Who'd want to be a Rolling Sttone? Not me if this account gives anything near an accurate portrait of the band in the earlier phase of its existence. The music may have been great, but the people? Did any of them ever like, or even care about, the others in the band or those around them? Seems not. Perhaps they were just work colleagues who happened to like the same music.
This one is obviously for fans of the group and probably won't interest too many others.
A short and easy read of the group's tour of Britain in 1971, a country they were initially saying farewell to, and their future plans included moving to the South of France as tax exiles.
This they did, even though they didn't stay there for as long as originally planned, but did record their double LP, EXILE ON MAIN STREET ( or a large part of it) there.
As well as covering the '71 tour, Greenfield takes us through the days of hedonism in France and then later in the US, where final work was done to finish the EXILE album.
This book is a prequel of sorts to the same author's book about the group's 1972 US tour. That book, originally called STP, (Stones Touring Party) was popular in the 70's when it was released, the writing/publication of this book is a more recent event.
One of those books where I could read a chapter or two, put aside for a while, then go back to where I left off. Well, that's how I read it.
It was a toss up whether to give 3 stars or 4 stars for Ain't It Time We Said Goodbye, so I opted for the 4 stars. The book was informative, but just didn't "grab" me. If you are a hard core Stones fan you will probably really like this book, but for a middling fan the author seemed a bit like every other run of the mill author telling about the Rolling Stones. Keith and Mick are the be all, end all and the others are not too much worth mentioning. He did say a bit about Bobby Keys, the saxophone player, but much of it seemed to be in a critical vein and he wasn't a Stone.
I would recommend this book to hard core Rolling Stone fans.

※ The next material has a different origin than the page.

Issue #44, opened 2017-11-22
Parametric numeric type of a LazySet 


mforets:
In some cases we'd like to have `eltype(X)` where `X` is a `LazySet`, to return the underlying numeric type. Eg. `eltype(BallInf(ones(2), 0.1))` would be `Float64`.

Having never read the author's other two books on the Stones I found this to be fresh and full of insights. Mick & Keith seem shallow and narcissistic but are written with an insight that brings out the loneliness of stardom. You feel they the Rolling Stones did have a universe unto themselves that they were trapped in. I look forward to reading more as this book was over far too quickly. Don't know if it will be Exile or STP.
Consistently great author of RS books. This details the final UK tour before the 'Stones were exiled to the south of France. A great prequel to his Keith interview from Rolling Stone magazine '71*, Exile On Main Street: A Season In Hell With The Rolling Stones and A Day In The Life (his book about Tommy Weber, whom you will be familiar with after reading this.
* The full interview is contained in the book "Keith Richards on Keith Richards".
This little book left me wanting more. The first two-thirds describes the last time the Rolling Stones could casually tour England. The personalities come through very clearly. The last third is set in various locations during the tax exile. The albums are iconic (Exile on Main Street) but the band was splintering. It's shocking to look back and see the amount of drug use so prevalent then.
A very short, brisk read that alternates between pointless, rote observations (Anita Pallenberg is hot!) and somewhat interesting musings on how Keith's various vices and Bianca Jagger were slowly unraveling the band. A must for Stones fans, if you can tolerate Greenfield's highly self-conscious writing.